- _EXERCISE GOAL_:
From the records that follow, copy every line in which "local" appears.

- _INFORMATION SUPPLIED_:
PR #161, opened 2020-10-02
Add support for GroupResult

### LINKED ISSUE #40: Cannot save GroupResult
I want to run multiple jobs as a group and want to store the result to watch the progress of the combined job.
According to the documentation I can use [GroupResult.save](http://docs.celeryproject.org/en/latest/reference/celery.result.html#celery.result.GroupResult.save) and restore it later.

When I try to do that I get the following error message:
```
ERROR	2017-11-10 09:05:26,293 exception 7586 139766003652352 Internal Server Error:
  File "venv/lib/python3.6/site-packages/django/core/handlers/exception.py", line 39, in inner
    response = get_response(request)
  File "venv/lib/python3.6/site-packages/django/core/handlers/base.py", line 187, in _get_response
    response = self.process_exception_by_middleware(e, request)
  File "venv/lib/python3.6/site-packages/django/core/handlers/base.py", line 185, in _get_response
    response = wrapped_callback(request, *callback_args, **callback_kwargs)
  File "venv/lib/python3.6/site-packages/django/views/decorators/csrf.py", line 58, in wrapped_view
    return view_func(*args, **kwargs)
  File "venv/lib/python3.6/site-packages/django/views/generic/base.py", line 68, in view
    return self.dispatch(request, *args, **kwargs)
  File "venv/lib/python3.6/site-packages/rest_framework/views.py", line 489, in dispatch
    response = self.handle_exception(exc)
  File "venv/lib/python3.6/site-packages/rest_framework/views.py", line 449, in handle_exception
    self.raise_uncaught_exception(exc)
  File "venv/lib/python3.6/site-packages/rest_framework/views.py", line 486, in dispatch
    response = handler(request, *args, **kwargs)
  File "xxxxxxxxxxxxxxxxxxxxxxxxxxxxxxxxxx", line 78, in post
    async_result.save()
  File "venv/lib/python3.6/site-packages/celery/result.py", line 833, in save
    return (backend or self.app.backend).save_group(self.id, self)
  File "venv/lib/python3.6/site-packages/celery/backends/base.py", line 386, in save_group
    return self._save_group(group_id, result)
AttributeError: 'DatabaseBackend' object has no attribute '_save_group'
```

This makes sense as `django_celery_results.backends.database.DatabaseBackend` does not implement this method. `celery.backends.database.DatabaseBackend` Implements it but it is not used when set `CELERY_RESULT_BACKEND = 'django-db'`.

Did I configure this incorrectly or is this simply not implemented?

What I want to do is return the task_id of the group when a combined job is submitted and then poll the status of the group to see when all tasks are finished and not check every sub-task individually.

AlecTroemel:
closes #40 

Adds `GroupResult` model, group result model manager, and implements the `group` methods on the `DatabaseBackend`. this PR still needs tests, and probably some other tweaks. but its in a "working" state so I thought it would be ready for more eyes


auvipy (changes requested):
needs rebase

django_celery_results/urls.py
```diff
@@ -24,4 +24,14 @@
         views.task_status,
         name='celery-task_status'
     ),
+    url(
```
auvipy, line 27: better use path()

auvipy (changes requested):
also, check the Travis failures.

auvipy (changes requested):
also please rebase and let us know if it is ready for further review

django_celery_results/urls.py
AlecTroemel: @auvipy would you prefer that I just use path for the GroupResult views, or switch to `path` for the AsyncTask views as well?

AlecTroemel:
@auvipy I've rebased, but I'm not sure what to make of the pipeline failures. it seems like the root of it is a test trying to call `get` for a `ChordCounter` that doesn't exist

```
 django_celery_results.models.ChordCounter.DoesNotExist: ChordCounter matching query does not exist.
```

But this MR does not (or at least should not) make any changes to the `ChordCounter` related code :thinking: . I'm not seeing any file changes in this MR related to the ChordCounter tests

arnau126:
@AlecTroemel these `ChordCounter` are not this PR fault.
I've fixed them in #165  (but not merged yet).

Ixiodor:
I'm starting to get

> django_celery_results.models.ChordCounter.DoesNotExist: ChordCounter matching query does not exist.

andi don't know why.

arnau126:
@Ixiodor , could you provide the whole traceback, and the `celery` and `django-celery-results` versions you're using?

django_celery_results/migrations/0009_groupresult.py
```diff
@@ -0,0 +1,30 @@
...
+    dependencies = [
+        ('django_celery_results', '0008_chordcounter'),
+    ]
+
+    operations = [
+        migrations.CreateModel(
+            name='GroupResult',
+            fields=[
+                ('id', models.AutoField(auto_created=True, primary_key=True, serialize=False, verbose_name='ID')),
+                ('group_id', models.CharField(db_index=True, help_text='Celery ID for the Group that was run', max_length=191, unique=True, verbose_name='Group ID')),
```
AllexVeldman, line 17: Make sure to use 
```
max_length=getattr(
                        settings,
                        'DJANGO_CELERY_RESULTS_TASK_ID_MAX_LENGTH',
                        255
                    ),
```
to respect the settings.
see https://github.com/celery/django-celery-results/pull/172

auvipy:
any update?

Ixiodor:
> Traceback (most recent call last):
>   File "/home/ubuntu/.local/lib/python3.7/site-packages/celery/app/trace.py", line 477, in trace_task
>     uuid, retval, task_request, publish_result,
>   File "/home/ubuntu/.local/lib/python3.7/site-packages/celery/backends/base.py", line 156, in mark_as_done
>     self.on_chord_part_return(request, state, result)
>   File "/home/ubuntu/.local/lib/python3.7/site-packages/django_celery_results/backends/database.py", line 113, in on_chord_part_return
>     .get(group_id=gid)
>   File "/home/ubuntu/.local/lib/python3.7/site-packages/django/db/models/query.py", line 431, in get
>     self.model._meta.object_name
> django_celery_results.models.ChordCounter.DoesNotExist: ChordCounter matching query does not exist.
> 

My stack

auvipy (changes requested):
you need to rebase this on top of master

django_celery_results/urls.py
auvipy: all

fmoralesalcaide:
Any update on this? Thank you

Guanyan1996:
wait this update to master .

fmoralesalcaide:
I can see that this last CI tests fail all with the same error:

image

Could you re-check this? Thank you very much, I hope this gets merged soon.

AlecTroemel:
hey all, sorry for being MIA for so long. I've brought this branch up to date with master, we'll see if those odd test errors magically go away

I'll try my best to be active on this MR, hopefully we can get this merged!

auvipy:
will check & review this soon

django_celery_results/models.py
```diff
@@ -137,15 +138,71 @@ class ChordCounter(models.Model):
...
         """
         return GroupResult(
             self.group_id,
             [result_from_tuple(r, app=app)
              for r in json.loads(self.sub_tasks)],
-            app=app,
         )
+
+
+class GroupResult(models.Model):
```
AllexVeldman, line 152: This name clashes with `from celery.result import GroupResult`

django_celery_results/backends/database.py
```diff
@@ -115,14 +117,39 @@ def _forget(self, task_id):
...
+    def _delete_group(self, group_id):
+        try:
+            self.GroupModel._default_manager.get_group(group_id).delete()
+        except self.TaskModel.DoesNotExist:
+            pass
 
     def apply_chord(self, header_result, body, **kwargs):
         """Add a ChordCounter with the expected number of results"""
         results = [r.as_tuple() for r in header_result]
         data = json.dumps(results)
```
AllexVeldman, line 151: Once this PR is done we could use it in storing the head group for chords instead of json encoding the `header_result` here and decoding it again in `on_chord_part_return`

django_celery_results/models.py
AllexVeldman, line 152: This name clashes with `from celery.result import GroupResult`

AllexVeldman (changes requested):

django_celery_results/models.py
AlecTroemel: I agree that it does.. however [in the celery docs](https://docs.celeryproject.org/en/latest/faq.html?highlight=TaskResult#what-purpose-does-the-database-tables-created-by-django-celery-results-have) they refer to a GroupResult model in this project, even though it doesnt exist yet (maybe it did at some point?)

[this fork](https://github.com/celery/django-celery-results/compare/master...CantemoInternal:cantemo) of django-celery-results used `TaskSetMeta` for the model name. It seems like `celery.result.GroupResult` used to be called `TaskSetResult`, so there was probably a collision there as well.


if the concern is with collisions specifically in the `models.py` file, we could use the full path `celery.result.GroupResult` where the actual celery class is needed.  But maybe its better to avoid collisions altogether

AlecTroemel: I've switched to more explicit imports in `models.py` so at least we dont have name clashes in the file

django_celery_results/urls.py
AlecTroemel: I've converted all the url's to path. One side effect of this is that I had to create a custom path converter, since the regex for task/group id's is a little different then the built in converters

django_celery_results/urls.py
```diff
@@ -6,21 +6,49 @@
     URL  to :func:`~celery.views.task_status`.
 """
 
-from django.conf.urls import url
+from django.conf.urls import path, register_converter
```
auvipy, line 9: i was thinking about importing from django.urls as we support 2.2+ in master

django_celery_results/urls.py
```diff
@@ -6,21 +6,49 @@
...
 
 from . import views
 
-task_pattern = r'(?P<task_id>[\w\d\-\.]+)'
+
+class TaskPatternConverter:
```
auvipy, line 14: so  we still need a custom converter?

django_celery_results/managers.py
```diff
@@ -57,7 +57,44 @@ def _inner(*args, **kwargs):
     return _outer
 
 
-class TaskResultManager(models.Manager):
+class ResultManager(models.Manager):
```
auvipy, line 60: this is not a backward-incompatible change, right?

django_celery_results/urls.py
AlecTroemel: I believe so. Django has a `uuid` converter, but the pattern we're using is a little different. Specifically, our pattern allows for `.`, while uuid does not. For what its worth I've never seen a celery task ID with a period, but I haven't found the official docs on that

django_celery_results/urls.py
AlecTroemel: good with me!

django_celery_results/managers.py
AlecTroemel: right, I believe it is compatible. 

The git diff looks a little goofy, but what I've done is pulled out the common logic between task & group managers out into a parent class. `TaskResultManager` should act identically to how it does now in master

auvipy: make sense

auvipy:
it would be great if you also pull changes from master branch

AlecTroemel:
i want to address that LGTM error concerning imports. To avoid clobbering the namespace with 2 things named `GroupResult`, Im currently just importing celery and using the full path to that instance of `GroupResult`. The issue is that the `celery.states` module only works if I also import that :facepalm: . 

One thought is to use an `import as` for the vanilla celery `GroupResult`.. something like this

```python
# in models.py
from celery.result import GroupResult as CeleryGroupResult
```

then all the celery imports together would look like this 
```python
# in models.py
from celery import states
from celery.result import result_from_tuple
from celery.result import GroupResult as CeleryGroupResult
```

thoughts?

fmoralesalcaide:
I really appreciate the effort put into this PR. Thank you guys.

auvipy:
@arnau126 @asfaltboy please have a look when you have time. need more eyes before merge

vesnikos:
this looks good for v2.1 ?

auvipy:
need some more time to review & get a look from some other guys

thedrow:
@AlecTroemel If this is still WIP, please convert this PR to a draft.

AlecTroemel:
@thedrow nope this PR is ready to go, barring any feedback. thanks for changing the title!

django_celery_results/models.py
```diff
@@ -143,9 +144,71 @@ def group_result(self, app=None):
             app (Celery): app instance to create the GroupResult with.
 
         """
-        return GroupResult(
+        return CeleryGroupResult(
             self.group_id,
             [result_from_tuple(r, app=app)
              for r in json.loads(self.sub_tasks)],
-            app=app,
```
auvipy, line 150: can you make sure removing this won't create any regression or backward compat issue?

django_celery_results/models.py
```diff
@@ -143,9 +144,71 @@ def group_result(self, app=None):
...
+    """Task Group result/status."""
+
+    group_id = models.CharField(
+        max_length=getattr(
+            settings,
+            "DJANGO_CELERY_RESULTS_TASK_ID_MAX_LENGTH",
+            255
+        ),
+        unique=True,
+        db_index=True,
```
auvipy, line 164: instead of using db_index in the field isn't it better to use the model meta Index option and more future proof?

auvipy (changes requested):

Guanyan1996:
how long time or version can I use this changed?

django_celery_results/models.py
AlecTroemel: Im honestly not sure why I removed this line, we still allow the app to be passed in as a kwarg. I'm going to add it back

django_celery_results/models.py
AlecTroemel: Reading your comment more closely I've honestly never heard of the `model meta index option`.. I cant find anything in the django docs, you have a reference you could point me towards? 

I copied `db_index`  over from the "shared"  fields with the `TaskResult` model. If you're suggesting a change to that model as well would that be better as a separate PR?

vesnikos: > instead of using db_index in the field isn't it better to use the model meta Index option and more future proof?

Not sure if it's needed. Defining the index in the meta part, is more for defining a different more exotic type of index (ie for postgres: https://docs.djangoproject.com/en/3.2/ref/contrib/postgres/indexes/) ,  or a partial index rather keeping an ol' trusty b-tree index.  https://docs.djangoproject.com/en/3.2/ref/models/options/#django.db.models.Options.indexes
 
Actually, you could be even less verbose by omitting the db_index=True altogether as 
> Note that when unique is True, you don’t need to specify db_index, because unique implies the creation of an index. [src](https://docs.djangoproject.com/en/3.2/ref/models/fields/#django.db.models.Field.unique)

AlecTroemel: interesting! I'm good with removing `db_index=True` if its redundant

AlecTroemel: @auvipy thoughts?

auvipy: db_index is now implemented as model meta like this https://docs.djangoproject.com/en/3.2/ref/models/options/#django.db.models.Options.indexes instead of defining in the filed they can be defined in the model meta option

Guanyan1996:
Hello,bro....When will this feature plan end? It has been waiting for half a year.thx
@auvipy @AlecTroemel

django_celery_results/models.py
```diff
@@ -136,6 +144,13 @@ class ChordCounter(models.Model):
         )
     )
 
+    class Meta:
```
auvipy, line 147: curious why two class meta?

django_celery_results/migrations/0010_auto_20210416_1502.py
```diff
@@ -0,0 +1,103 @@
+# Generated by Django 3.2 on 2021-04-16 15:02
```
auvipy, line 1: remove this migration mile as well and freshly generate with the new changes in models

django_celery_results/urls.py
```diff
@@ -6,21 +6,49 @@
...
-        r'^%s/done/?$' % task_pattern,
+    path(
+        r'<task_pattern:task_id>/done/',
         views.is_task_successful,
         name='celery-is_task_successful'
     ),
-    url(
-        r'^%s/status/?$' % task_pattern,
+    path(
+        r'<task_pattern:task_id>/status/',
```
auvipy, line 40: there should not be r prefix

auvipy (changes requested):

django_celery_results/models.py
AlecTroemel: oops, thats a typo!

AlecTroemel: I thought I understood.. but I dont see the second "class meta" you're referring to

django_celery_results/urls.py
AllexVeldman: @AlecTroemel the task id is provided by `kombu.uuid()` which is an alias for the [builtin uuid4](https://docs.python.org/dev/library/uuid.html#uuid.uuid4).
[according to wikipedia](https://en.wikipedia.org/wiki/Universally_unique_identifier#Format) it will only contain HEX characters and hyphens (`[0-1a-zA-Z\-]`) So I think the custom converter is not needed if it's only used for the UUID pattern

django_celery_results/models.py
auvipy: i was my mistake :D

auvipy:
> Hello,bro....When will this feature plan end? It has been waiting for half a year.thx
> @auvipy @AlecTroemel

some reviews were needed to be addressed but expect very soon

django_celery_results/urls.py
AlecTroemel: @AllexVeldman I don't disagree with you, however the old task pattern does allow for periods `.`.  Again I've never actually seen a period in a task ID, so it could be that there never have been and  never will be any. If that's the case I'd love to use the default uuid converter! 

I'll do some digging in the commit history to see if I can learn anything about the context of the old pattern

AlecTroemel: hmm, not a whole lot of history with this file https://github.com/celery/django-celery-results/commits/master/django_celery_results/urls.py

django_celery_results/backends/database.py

- _YOUR SOLUTION_:
>   File "/home/ubuntu/.local/lib/python3.7/site-packages/celery/app/trace.py", line 477, in trace_task
>   File "/home/ubuntu/.local/lib/python3.7/site-packages/celery/backends/base.py", line 156, in mark_as_done
>   File "/home/ubuntu/.local/lib/python3.7/site-packages/django_celery_results/backends/database.py", line 113, in on_chord_part_return
>   File "/home/ubuntu/.local/lib/python3.7/site-packages/django/db/models/query.py", line 431, in get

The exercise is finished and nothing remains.